* Task description *
The lines below starting at the line containing "Add author information to guide generator" and ending at the line containing "An alternative would" are to be repeated exactly, with both ends kept and nothing else added.

* Given entries *
PR #517, opened 2018-12-10
Remove our hardcoded twitter card paths

robdodson:
These should come from devsite now.

Not ready for merge yet. I need to test devsite's CL against this PR.


robdodson:
Verified devsite is properly adding these now.

Issue #460, opened 2018-11-15
Add author bio


robdodson:
Here's the design from our mocks. This should go on the guide pages.

![image](https://user-images.githubusercontent.com/1066253/48575060-ca000380-e8c5-11e8-938e-f54ca456d4db.png)

robdodson:
@TimvdLippe maybe this would be a good next thing to work on?

TimvdLippe:
Yes, will do!

robdodson:
This is fixed and live. Great work @TimvdLippe!!!

PR #525, opened 2018-12-17
Add author information to guide generator

### LINKED ISSUE #538: Add JS linting for build scripts
Should check for things like 2 space indent, etc.

TimvdLippe:
This is part of #460. It still requires styling in devsite as well as the relevant information of authors in this repository.
In terms of configuration, we require all guides to add an object with the relevant links and image link.
Then we need a separate folder with all profile images of the authors, or a generic one if they don't want to upload that.
For now, we ignore all author configuration that is just a string.

An alternative would be to have a separate configuration file where we store this information and then keep the author
configuration as a string, which is an index of that configuration. If we have several guides of the same author,
this would probably save us some copy-pasting. However, I am punting that to after the styling, to keep PRs easy.

Fixes #538


TimvdLippe:
Styles added in cl/225811439

TimvdLippe:
image

content/discoverable/fix-http-status-codes/index.md
```diff
@@ -1,7 +1,12 @@
 ---
 page_type: guide
 title: Fix unsuccessful HTTP status codes
-author: ekharvey
+author:
```
TimvdLippe: Need to revert this, but it gives you an impression of what information is required.

ebidel:
Nice! Definitely think we should setup a contributors.yaml now and reference author ids in the markup instead of hardcoding the profile metadata in articles. That'll save us down the road from doing lots of copy and pastes.

Here's the /web code:
https://github.com/google/WebFundamentals/blob/master/src/data/_contributors.yaml
https://github.com/google/WebFundamentals/blob/623a4c65da0b54730529211a509b2f7c8b0c512b/gulp-tasks/wfContributors.js

robdodson:
+1 to Eric's point. Doing a lookup in contributors.yaml sounds good.

TimvdLippe:
Do I just copy that file into this repository? Do I copy these images as well? Or do we extract this logic in a separate module that is used by both WebFundamentals and web.dev?

robdodson:
Good questions.

> Do I just copy that file into this repository?

We could probably copy over contributors.yaml but we should probably remove anyone who isn't a Googler because they haven't contributed to this project yet.

> Do I copy these images as well?

For the Googlers, yes.

> Or do we extract this logic in a separate module that is used by both WebFundamentals and web.dev?

I haven't read through it yet but I assume our build process and the web fundamentals one might be different. It may be easier to do our own variation of their wfContributors.js. @ebidel wdyt?

TimvdLippe:
@robdodson Fixed. PTAL!

lib/config/contributors.js
```diff
@@ -0,0 +1,49 @@
...
+    const hasPictureFile = await fs.exists(path.resolve(CONTRIBUTORS_PICTURES_LOCATION, author + '.jpg'));
+
+    authorInformation.picture = hasPictureFile ? author : 'no-picture';
+
+    return authorInformation;
+}
+
+module.exports = {
+    loadContributorFromConfiguration,
+};
```
ebidel: newline

lib/config/contributors.js
```diff
@@ -0,0 +1,49 @@
...
+const path = require('path');
+
+const CONTRIBUTORS_CONFIG_LOCATION = path.resolve(__dirname, '..', '..', 'contributors', '_contributors.yaml');
+const CONTRIBUTORS_PICTURES_LOCATION = path.resolve(__dirname, '..', '..', 'content', 'images', 'contributors');
+
+let authorsConfig;
+
+async function loadContributorFromConfiguration(author) {
+    if (!authorsConfig) {
+        const contributorsFile = await fs.readFile(CONTRIBUTORS_CONFIG_LOCATION, 'utf8');
```
ebidel: 2 space indents

lib/deps/fsp.js
```diff
@@ -24,11 +24,13 @@ const mkdirp = require('mkdirp');
  * Promisifed versions of Node's filesystem methods.
  */
 module.exports = {
+  ...fs,
```
ebidel: what's this for?

lib/config/contributors.js
```diff
@@ -0,0 +1,49 @@
...
+ * limitations under the License.
+ */
+
+'use strict';
+
+const YAML = require('yaml').default;
+const fs = require('../deps/fsp.js');
+const path = require('path');
+
+const CONTRIBUTORS_CONFIG_LOCATION = path.resolve(__dirname, '..', '..', 'contributors', '_contributors.yaml');
```
robdodson: Do you need to separate all of these or is it possible to do:

```js
path.resolve(__dirname, '../../contributors/_contributors.yaml')
```

lib/config/contributors.js
robdodson: let's see if we can add some linting to enforce this.

robdodson: https://github.com/GoogleChrome/web.dev/issues/538

lib/config/contributors.js
```diff
@@ -0,0 +1,49 @@
...
+const CONTRIBUTORS_PICTURES_LOCATION = path.resolve(__dirname, '..', '..', 'content', 'images', 'contributors');
+
+let authorsConfig;
+
+async function loadContributorFromConfiguration(author) {
+    if (!authorsConfig) {
```
robdodson: Do you need this check? Will this always be undefined when this function is called?

lib/config/contributors.js
TimvdLippe: That would not work on Windows. This is the OS cross-compatible way of doing directory traversal.

lib/config/contributors.js
TimvdLippe: It's to lazily compute the map, as `fs.readFile` is async. The assignment is on line 31.

lib/deps/fsp.js
TimvdLippe: Initially for debugging, as this now exposes all of `fs` apis in `fsp.js`. E.g. some of the methods are patched to be promisified, but you can still call all other methods. Will revert for now, because I am no longer using any non-promisified version.

lib/config/contributors.js
TimvdLippe: Yeeee for writing code on my Mac and not on my linux system 🎉 😢 Updated my VSCode to 2 spaces and fixed indentation here.

lib/config/contributors.js
TimvdLippe: Done

lib/config/contributors.js
robdodson: ah good point!

lib/config/contributors.js
robdodson: ah got it. I didn't realize this function was being called over and over and preserving the state.

templates/guide.html
```diff
@@ -38,15 +38,15 @@
           <div class="web-author-information__details">
             <span class="web-author-information__written-by">Written by</span>
             <span>{{author.name.given}} {{author.name.family}}</span>
-            <div class="web-author-information__links"></div>
+            <div class="web-author-information__links">
               {{#if author.glitch}}
-              <a class="web-author-information__link" href="{{author.glitch}}">Glitch</a>
+              <div class="web-author-information__link"><a href="{{author.glitch}}">Glitch</a></div>
```
robdodson: Do you have a screenshot of the before and after? Just curious why you needed the extra div.

TimvdLippe: When hovering over a link, the dot would also receive a big (ugly) underline. This was because the link was display flex. Not making it flex meant that the text was not centered. The eventual solution was to make a wrapping div which is flex and give that the dot.

TimvdLippe:
@robdodson I had to make several updates to the linter and the gulpfile to make Travis happy. Not sure why this wasn't an issue before.

Therefore, I added `npm run format` which runs Prettier to fix the formatting. I also fixed `npm run build` to not fail with a stream error on recent versions of Node. PTAL

robdodson:

PR #539, opened 2018-12-21
Add eslint

robdodson:
- Checks can be run with `yarn lint`.
- Fixes all lint errors. There were a lot :P
- Add VS Code workspace settings. If you're using VS Code, you can fix lint errors with the Prettier extension and the included settings.
- Add a git pre-push check to verify lint rules are passing.
- Add linting step to travis builds.
- Add .editorconfig to enforce consistent spaces and line endings.
- Also, removes package-lock.json. Going all in on yarn!


.vscode/settings.json
```diff
@@ -0,0 +1,3 @@
+{
+  "prettier.eslintIntegration": true
+}
```
ebidel: newline

package.json
```diff
@@ -1,6 +1,6 @@
 {
   "name": "web.dev",
-  "version": "0.1.0",
+  "version": "1.0.0",
```
ebidel: big time stuff

gulpfile.js
```diff
@@ -36,4 +37,17 @@ gulp.task('watch', gulp.series('build', () => {
   }, gulp.series('build'));
 }));
 
+gulp.task('lint', () => {
+  return gulp.src(['{lib,server}/**/*.js'])
```
ebidel: server/index.js didn't have any updates after linting? I'm surprised.

robdodson:
Longer explanation of the linting features:

**Check if there's a linter error**
`yarn lint` will run eslint in gulp and log errors to the console. It will exit(1) if there are any failures.

**See and fix errors while you work**
If you would like to actually fix the lint failures in the project as you code you can use Prettier. This step is optional, but it's nicer than running `yarn lint` over and over and fixing everything by hand.

I've setup ESLint to use the Prettier plugin, so if you have VS Code you can install the [ESLint](https://marketplace.visualstudio.com/items?itemName=dbaeumer.vscode-eslint) and [Prettier](https://marketplace.visualstudio.com/items?itemName=esbenp.prettier-vscode) extensions, then format your document with option+shift+f. You can also add a user setting to have it format on save if you want. `"editor.formatOnSave":true`.

I've checked in the VS Code workspace settings so if you already have prettier and eslint extensions installed, formatting the document with the keyboard shortcut should "just work".

**Don't wait on Travis to tell you about a lint failure**
The husky pre-push hook will run `yarn lint` and block the push if there are lint failures. This is nicer than pushing, submitting a PR, and waiting on Travis to tell you that you forgot a comma.

Finally, as a last check, Travis _will_ run `lint` and `build` to verify everything is A-OK before something lands.

gulpfile.js
robdodson: aaaaah.... they're `.mjs`.

let's see...

ebidel: ah yea :)

TimvdLippe:
I don't run Yarn on corp and would like to stick to npm for that. Will see if I run into lock issues.

PR #551, opened 2019-01-09
contributors.js: use correct filename for missing author image

ebidel:
The file name is: https://github.com/GoogleChrome/web.dev/blob/master/content/images/contributors/no-photo.jpg


TimvdLippe:
Oh whoops. Thanks for the fix :smile:

PR #552, opened 2019-01-09
preview server: image tests

ebidel:


package.json
```diff
@@ -42,6 +44,7 @@
     "gulp-eslint": "^5.0.0",
     "gulp-watch": "^5.0.1",
     "husky": "^1.2.1",
+    "mocha": "^5.2.0",
```
ebidel: not tied to mocha...

server/test/test.js
```diff
@@ -0,0 +1,97 @@
...
+        assert.ok(false, `${resp.url()} was missing.`);
+      }
+    }
+
+    assert.ok(true);
+  }
+
+  it('renders local images on /', async function() {
+    await verifyImagesLoad(`${SERVER}/`);
+  }).timeout(10 * 10000);
```
robdodson: I think you can do `this.timeout(10 * 10000);` in the `describe()` block and it will apply to all of these tests.

server/test/test.js
```diff
@@ -0,0 +1,97 @@
...
+
+  it('renders local images on /measure', async function() {
+    await verifyImagesLoad(`${SERVER}/measure`);
+  }).timeout(10 * 10000);
+
+  it('renders local images on page 1', async function() {
```
robdodson: Might want to test a page like `/fast`. I think these have a header image.

server/test/test.js
```diff
@@ -0,0 +1,97 @@
...
+    await verifyImagesLoad(`${SERVER}/installable/add-manifest`);
+  }).timeout(10 * 10000);
+
+  it('renders local images on page 2', async function() {
```
robdodson: Maybe it could also say "renders images on /fast" and then for the guides it could say "renders images on guide 1", etc. Just to create a bit of distinction between path and guide pages.

server/test/test.js
```diff
@@ -0,0 +1,97 @@
...
+  }).timeout(10 * 10000);
+
+  it('renders local images on page 3', async function() {
+    await verifyImagesLoad(`${SERVER}/fast/use-imagemin-to-compress-images`);
+  }).timeout(10 * 10000);
+
+  it('renders local images on page 4', async function() {
+    await verifyImagesLoad(`${SERVER}/reliable/runtime-caching-with-workbox`);
+  }).timeout(10 * 10000);
+});
```
robdodson: Need a test for /about

server/test/test.js
```diff
@@ -0,0 +1,97 @@
+/* eslint-env node, mocha */
```
robdodson: What do you think about moving this into `test/images.js` and requiring it in `test/test.js`. In case at some point we want to test other parts of the site?

server/test/test.js
ebidel: Ugh. Guess I can write a traditional `function` instead of an arrow. Done.

server/test/test.js
ebidel: Done

server/test/test.js
ebidel: Done

server/test/test.js
ebidel: done

server/test/test.js
ebidel: yea cool.

ebidel:
PTAL

robdodson:
shipit!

* Solution to this task *
Add author information to guide generator

### LINKED ISSUE #538: Add JS linting for build scripts
Should check for things like 2 space indent, etc.

TimvdLippe:
This is part of #460. It still requires styling in devsite as well as the relevant information of authors in this repository.
In terms of configuration, we require all guides to add an object with the relevant links and image link.
Then we need a separate folder with all profile images of the authors, or a generic one if they don't want to upload that.
For now, we ignore all author configuration that is just a string.

An alternative would be to have a separate configuration file where we store this information and then keep the author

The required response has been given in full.